* Dataset entries *
__________
PR #1695, opened 2024-03-15
Test improvements

luksa:


fjglira (approved):

common/scripts/kind_provisioner.sh
```diff
@@ -196,7 +196,7 @@ EOF
     return 9
   fi
   # Workaround kind issue causing taints to not be removed in 1.24
-  kubectl taint nodes "${NAME}"-control-plane node-role.kubernetes.io/control-plane- || true
+  kubectl taint nodes "${NAME}"-control-plane node-role.kubernetes.io/control-plane- 2>/dev/null || true
```
fjglira: This file is the same one that the upstream test has, maybe we should refer directly to that file and make the change there?

luksa: Argh. Thanks.

PR #1696, opened 2024-03-15
Ensure automatic update of version in Istio CR samples

luksa:


hack/update-version-list.sh
```diff
@@ -66,5 +66,14 @@ function updateVersionsInCSVDescription() {
     rm "$tmpFile"
 }
 
+function updateVersionInSamples() {
+    defaultVersion=$(yq '.versions[0].name' "${VERSIONS_YAML_FILE}")
```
__________
* YOUR ASSIGNMENT *
The lines to return are those in the entries above that hold "true".

* RESULT FOR THIS TASK *
-  kubectl taint nodes "${NAME}"-control-plane node-role.kubernetes.io/control-plane- || true
+  kubectl taint nodes "${NAME}"-control-plane node-role.kubernetes.io/control-plane- 2>/dev/null || true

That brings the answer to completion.